I have been lurking and reading the fantastice advice on this site over the past few months, just got brave enough to post myself as I am really struggling.

In a nutshell (will expand/answer any questions as needed): married 12 years, been together 20 years. Happy, settled but steady marraige, 2 kids, good jobs, house, friends etc etc. Jan '12 husband breaks down and tells me he has been involved in EA since April '11; very sparse contact met for lunch, single kiss, realised wrong and stopped it in Sept '11 but she keeps contacting by email (they work in same building) and it freaked him out so he had to tell me. Wish he hadn't but there you go.

Anyway, he is being perfect - full transparency, attending couples counselling, told me everything (gradually), reads and follows all and any advice he can get, Loves me desperately, no reason really for me to doubt his commitment to R. But here it is - I cant do it, I hate him for the betrayal and I hurt so so bad. It has been good at times, really good but it seems so very bad at the moment that I want to run away. I am in danger of ruining my own marriage not him.

How the hell do you get through this? How do you know its the right thing to do? Does the hate stop?

Please help me, I think I am going mad here.


----------



## lamaga (May 8, 2012)

Awwww....you'll get lots of good advice here, but my two cents? Stop with the "it's my fault, not his". It really kind of is his.


----------



## Sara8 (May 2, 2012)

messeduplady said:


> Hi,
> 
> I have been lurking and reading the fantastice advice on this site over the past few months, just got brave enough to post myself as I am really struggling.
> 
> ...


Yes. As has been mentioned, don't blame yourself. 

Affairs are humiliating to the faithful spouse. 

It is okay to be angry. Don't repress it. 

Vent on forums or in a support group. 

The anger lessens over time. 

He seems to be trying and it's a really really really good sign that he confessed and stopped it, rather than got caught and stopped it. 

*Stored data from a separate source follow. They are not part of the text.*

PR #530, opened 2023-06-05
Use member count instead of counting members

csmith:
For the room details screen, use the member count as supplied by
matrix instead of waiting for the entire member list to be
retrieved and then manually adding up all the relevant users.

This removes the loading state of the member count, relying on
a spinner on the member list itself if the user actually wants
to see the members. (The performance of that will be improved
separately on the rust side in the future)

Closes https://github.com/vector-im/element-x-android/issues/505

## Before

[device-2023-06-05-161736.webm](https://github.com/vector-im/element-x-android/assets/189133/3b32040b-3961-469c-9701-d9410acc3a20)

## After

[device-2023-06-05-162221.webm](https://github.com/vector-im/element-x-android/assets/189133/496a13d8-888b-40a7-be00-9c571fc4de78)


csmith:
I deleted one of the screenshot tests (which tested the loading state for the member count) and the remaining ones got reordered, so the diffs are a bit weird

jmartinesp (approved):
LGTM, thanks for the simplification. When we built this, Mauro was trying to get this value from the Rust side, but it seemed to be a bit flaky at the time. I guess it has improved since then, since they seem to be using the same input on their side now.

Also, are we sure we want to display the sum of both the joined and invited members and not just the joined member count?

csmith:
> I guess it has improved since then, since they seem to be using the same input on their side now.

Yeah, it seems good now.

> Also, are we sure we want to display the sum of both the joined and invited members

No, very unsure! :joy:  Fixed, thanks.

PR #112, opened 2023-04-12
fix: reorganize and ensure contracts can be compiled in Remix

phated:
This fixes some problems I encountered when copying the contract into Remix IDE.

Also, a counselor skilled in PTSD might be helpful. I am looking for one now.


----------



## LostWifeCrushed (Feb 7, 2012)

Its OK, how you are feeling. Its OK to need time. Its also OK if you can't do it. What's not OK is to make life-changing decisions when you are in an emotional upheaval like this. So, I say you need to be easy on yourself.

You are not in danger of ruining your marriage if you don't accept this. Most spouses will not accept cheating at all. The marriage is in danger because he broke the marital vow of fidelity. Now, "the ball is in your court", so to speak. And you are reacting to that pressure, most likely.

On the plus side, he came clean to you on his own. This is a very good sign. It means his moral compass forced him to come to you and confess. That's a really good start. 

What do you want?


----------



## messeduplady (May 31, 2012)

I think that is the problem - I don't know anymore what I want. I love him but just not sure I love him enough. We talk and talk, he cries and is full of remorse but yet I still feel this hate. Hate for what he has done to me and my family. I imagin it passes to a certain degree in time but I am not sure I am strong enough for the journey.


----------



## lamaga (May 8, 2012)

Well, messed up, you don't have to be strong enough for the journey. You just have to be strong enough for today.

And then tomorrow you just have to be strong enough for tomorrow.

There will come a time when you can sit and evaluate your future and make a good decision, but I don't think that time is today. So I think today you just need to be strong enough for today.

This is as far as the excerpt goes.